The abolitionists in congress insisted that all criminal reforms first be pursued
and implemented before the death penalty be re-imposed in case such reforms
prove unsuccessful. They claimed that the only compelling reason contemplated of
by the constitution is that nothing else but the death penalty is left for the government
to resort to that could check the chaos and the destruction that is being caused by
unbridled criminality. Three of our colleagues, are of the opinion that the compelling
reason required by the constitution is that there occurred a dramatic and significant
change in the socio-cultural milieu after the suspension of the death penalty on
February 2, 1987 such as an unprecedented rise in the incidence of criminality. Such
are, however, interpretations only of the phrase "compelling reasons" but not of the
conjunctive phrase "compelling reasons involving heinous crimes". The imposition of
the requirement that there be a rise in the incidence of criminality because of the
suspension of the death penalty, moreover, is an unfair and misplaced demand, for
what it amounts to, in fact, is a requirement that the death penalty first proves itself to
be a truly deterrent factor in criminal behavior. If there was a dramatically higher
incidence of criminality during the time that the death penalty was suspended, that
would have proven that the death penalty was indeed a deterrent during the years
before its suspension. Suffice it to say that the constitution in the first place did not
require that the death penalty be first proven to be a deterrent; what it requires is that
there be compelling reasons involving heinous crimes.

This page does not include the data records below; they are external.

PR #15323, opened 2026-01-22
fix(next): ensure query preset from url is applied

AlessioGr:
Previously, if you visited the list view from a URL that contains the `preset` param (e.g. `http://localhost:3000/admin/collections/pages?preset=69728460f29c932fb002feb9`), the preset would not be applied.

This PR is ensured the preset is applied and adds an e2e test to verify this functionality


packages/next/src/views/List/index.tsx
```diff
@@ -189,29 +218,6 @@ export const renderListView = async (
     }
   }
 
-  if (collectionPreferences?.preset) {
```
AlessioGr, line 192: Moved this piece of code to the top of the function, as data returned here needs to be used earlier to apply the preset

packages/next/src/views/List/index.tsx
```diff
@@ -234,7 +240,7 @@ export const renderListView = async (
     clientConfig,
     collectionConfig: clientCollectionConfig,
     collectionSlug,
-    columns: collectionPreferences?.columns,
+    columns: columnPreference,
```
AlessioGr, line 243: columns can now come from the preset => we shouldn't just blindly take them from the preferences

test/helpers/e2e/groupBy/addGroupBy.ts
```diff
@@ -16,8 +16,8 @@ export const addGroupBy = async (
   await field.locator('.rs__option', { hasText: exactText(fieldLabel) })?.click()
   await expect(field.locator('.react-select--single-value')).toHaveText(fieldLabel)
 
-  await expect(page).toHaveURL(new RegExp(`&groupBy=${fieldPath}`))
+  await expect(page).toHaveURL(new RegExp(`[&?]groupBy=${fieldPath}`))
```
AlessioGr, line 19: The position of groupBy in the URL does not matter, we only need to assert that it _is_ present

packages/next/src/views/List/index.tsx
```diff
@@ -140,7 +143,44 @@ export const renderListView = async (
...
+    } catch (err) {
+      req.payload.logger.error(`Error fetching query preset or preset permissions: ${err}`)
+    }
+  }
+
+  query.preset = queryPreset?.id
+  if (queryPreset?.where && !query.where) {
+    query.where = queryPreset.where
+  }
+  query.groupBy = query.groupBy ?? queryPreset?.groupBy ?? collectionPreferences?.groupBy
```
AlessioGr, line 178: The priority: query > preset > preferences.

The expectation is that if ONLY preset is present in query params, we take the where/groupBy from the preset.

If preset is present with the where query, we need to respect the where query even if it differs from the preset's where query. Otherwise, the following will not work anymore:

1. select preset
2. update where query in ui
3. click on "update preset". Wouldn't work if we don't respect the where query update

jacobsfletch (approved):

PR #15336, opened 2026-01-23
docs: improve select jsdocs and empty select docs

AlessioGr:
This PR ensures we have proper jsdocs in all public APIs that expose the `select` property. That way, people can easily grasp how to use select without having to open the docs page.

Also, we never documented how to select **just** the `id` field anywhere, or what happens if an empty select property is passed. Today, this actually confused me, as I wanted to select just the ID and, after reading the docs, didn't know how. Thus, this PR adds a section about empty select in the docs, as well as an example in the jsdocs.

### DIFF
--- a/packages/payload/src/collections/operations/local/create.ts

Article III, Section 19 (1) of the 1987 Constitution simply states that congress, for
compelling reasons involving heinous crimes, may re-impose the death
penalty. Nothing in the said provision imposes a requirement that for a death penalty
bill to be valid, a positive manifestation in the form of a higher incidence of crime
should first be perceived and statistically proven following the suspension of the
death penalty. Neither does the said provision require that the death penalty be
resorted to as a last recourse when all other criminal reforms have failed to abate
criminality in society. It is immaterial and irrelevant that R.A. No. 7659 cites that
there has been an "alarming upsurge of such crimes", for the same was never
intended by said law to be the yardstick to determine the existence of compelling
reasons involving heinous crimes. Fittingly, thus, what R.A. No. 7659 states is that
"the Congress, in the interest of justice, public order and rule of law, and the need to
rationalize and harmonize the penal sanctions for heinous crimes, finds compelling
reasons to impose the death penalty for said crimes."